Donner un sens gauche/droite à la matière
Les chercheurs se concentrent sur un matériau nommé Mo3Al2C, un supraconducteur dont les atomes s’organisent selon un motif chiral, ou « de main », un peu comme vos mains gauche et droite qui sont images miroir mais non superposables. Ces cristaux existent en deux versions miroir : droite et gauche. La théorie et des expériences préalables sur d’autres systèmes chiraux suggèrent que cette chiralité peut amener les électrons en mouvement à favoriser un spin ou une direction plutôt qu’une autre, un phénomène appelé sélectivité de spin induite par la chiralité. Si ce biais pouvait être exploité à l’intérieur d’un supraconducteur, il pourrait instaurer une directionnalité intrinsèque pour le courant sans résistance, l’essence même d’une diode supraconductrice.
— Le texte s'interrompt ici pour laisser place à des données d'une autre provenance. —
PR #2563, opened 2017-02-17
eve: async mode for redis output - v5

fooinha:
doc: async: true ## if redis replies are read asynchronously
eve: detects libevent for async redis at configure
eve: moves redis output code to new file
eve: redis pipeline batch commands with async mode

Replaces #2385

PR #2576, opened 2017-02-18
eve: async mode for redis output - v6

fooinha:

Replaces #2563 with fixes

- Files renamed
- Fixes the default configuration event truncated write issue 
- Fixes reconnect issues ... I tried a very aggressive re-connection ratio, and it went ok. but requires more testing. 
- Fixes some memory leaks
- A bit of refactor to separate sync/async logic in different functions.
- ECHO response to detect if redis is available
- QUIT command to request disconnection from redis

@jasonish , fyi...  

Thanx

### DIFF
--- a/src/util-log-redis.c
+++ b/src/util-log-redis.c
@@ -1,0 +1,607 @@
+/* vi: set et ts=4: */
+/* Copyright (C) 2007-2016 Open Information Security Foundation
+ *
+ * You can copy, redistribute or modify this Program under the terms of
+ * the GNU General Public License version 2 as published by the Free
+ * Software Foundation.
+ *
+ * This program is distributed in the hope that it will be useful,
+ * but WITHOUT ANY WARRANTY; without even the implied warranty of
+ * MERCHANTABILITY or FITNESS FOR A PARTICULAR PURPOSE.  See the
+ * GNU General Public License for more details.
+ *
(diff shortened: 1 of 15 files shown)


src/util-log-redis.c
```diff
@@ -0,0 +1,607 @@
...
+    if (is_async) {
+        SCLogWarning(SC_ERR_NO_LIBEVENT, "async option not available.");
+    }
+    is_async = 0;
+#endif //ifndef HAVE_LIBEVENT
+
+    log_ctx->redis_setup.is_async = is_async;
+
+    if (!log_ctx->redis_setup.key) {
+        SCLogError(SC_ERR_MEM_ALLOC, "Unable to allocate redis key name");
```
jasonish: This now fails if you don't have a redis configuration. It should default to "suricata".  Looks like it only uses the default now if a "redis" node exists, but in my default case a redis node does not exist.

jasonish:
I still have connection/reconnection issues with async mode.

In non-async if I start Suricata with Redis not available, or stop and restart Redis, it will re-connect and start logging.

However, with async mode if I start Suricata with Redis not available, it never connects.  If I stop Redis after its connected it never reconnects.

fooinha:
Thanx, I try to replicate it.

fooinha:
Replaced by #2601

PR #2577, opened 2017-02-19
doc: Snort compatibility overhaul

counterthreatunit:
Overhaul of the snort-compatibility document.  Renamed file from "snort-compatibility" to "differences-from-snort".

Based on "The Suricata Rule Writing Guide for The Snort Expert" 2016 SuriCon talk.


inliniac:
in #2570 the references to older suri versions are removed, but here I see quite a few of them still. I think it makes sense to remove them here as well.

Same comment about git message formatting applies here too.

counterthreatunit:
In the original version, there were discussions on how previous Suricata versions behaved, and notes on when certain features were added.  I understand the condemning of the former since the docs are now versioned but I do see value in the latter, especially since the docs only started being versioned recently (3.x branch?).

However, I can make the requested changes and re-format commit.

PR #2449, opened 2016-12-03
log: TLS/SSL custom log

fooinha:
Custom format output for TLS/SSL

Work in progress for review and comments.

Requires #2448.
Useful for #2427 ( @thus ) and future output loggers.

PR #2581, opened 2017-02-20
log: common custom format output

fooinha:
Re-adapt the HTTP custom format parser for a common place, so it can be available to any line based output logger. 

Needed by #2449.

Replaces #2448 

@thus, @inliniac


inliniac:
I'll consider this one as part of https://github.com/inliniac/suricata/pull/2449#issuecomment-290462805, thanks!

PR #2582, opened 2017-02-20
doc: specify TLS buffers that can be used for fast_pattern

counterthreatunit:
Updated notes on the following buffers indicating that they can be used for fast_pattern:
    tls_cert_subject
    tls_cert_issuer
    tls_sni

I also removed references to older Suricata versions since the docs are versioned now.


inliniac:
I've merged this through #2592 with a slight git commit message adjustment: I've added 'doc: <msg>' on the subject line. For future commits, please do the same. It helps us a lot when going back in time to find changes.

Thanks David!

PR #2583, opened 2017-02-20
TPACKET_V3 fixes v2

gozzy:
Splitted #2574.


gozzy:
@regit, should be better now.
@inliniac, should I create a ticket for this?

Presser des cristaux pour fabriquer un super‑dispositif
Plutôt que d’utiliser des couches atomiquement fines, difficiles à réaliser avec des supraconducteurs chiraux, l’équipe a employé des cristaux monocristallins volumineux aux faces naturellement planes. Ils ont pressé doucement deux cristaux l’un contre l’autre de sorte que leurs surfaces forment une barrière étroite, semblable à un film isolant très fin entre deux blocs. Cette zone de contact agit comme une jonction Josephson — un lien faible par lequel des paires d’électrons peuvent tunneliser tout en conservant un comportement de supracourant cohérent. Les auteurs ont construit deux types d’appareils : des dispositifs où les deux côtés avaient la même chiralité (droit/droit) et d’autres où un côté était droit et l’autre gauche (droit/gauche). Ils ont ensuite refroidi les dispositifs à quelques degrés au‑dessus du zéro absolu et les ont câblés pour mesurer le courant maximal pouvant circuler avant que l’état supraconducteur ne s’effondre.
Observer la réponse du supracourant à une impulsion magnétique
Pour confirmer que leurs interfaces pressées se comportaient réellement comme des jonctions Josephson, les chercheurs ont appliqué un petit champ magnétique parallèle à la jonction et suivi l’évolution du supracourant maximal. Dans des jonctions idéales, cela produit un motif ondulatoire rappelant la diffraction de la lumière par une fente. Les dispositifs droit/gauche et l’un des droit/droit ont montré de telles oscillations de type Fraunhofer, signe d’un comportement Josephson authentique, tandis qu’un autre droit/droit s’est comporté différemment, probablement en raison d’une distribution de courant non uniforme. De façon cruciale, l’équipe a comparé la quantité de courant pouvant circuler dans le sens positif (Ic+) et dans le sens négatif (|Ic−|) en balayant le champ magnétique et en répétant les mesures de nombreuses fois pour établir des statistiques.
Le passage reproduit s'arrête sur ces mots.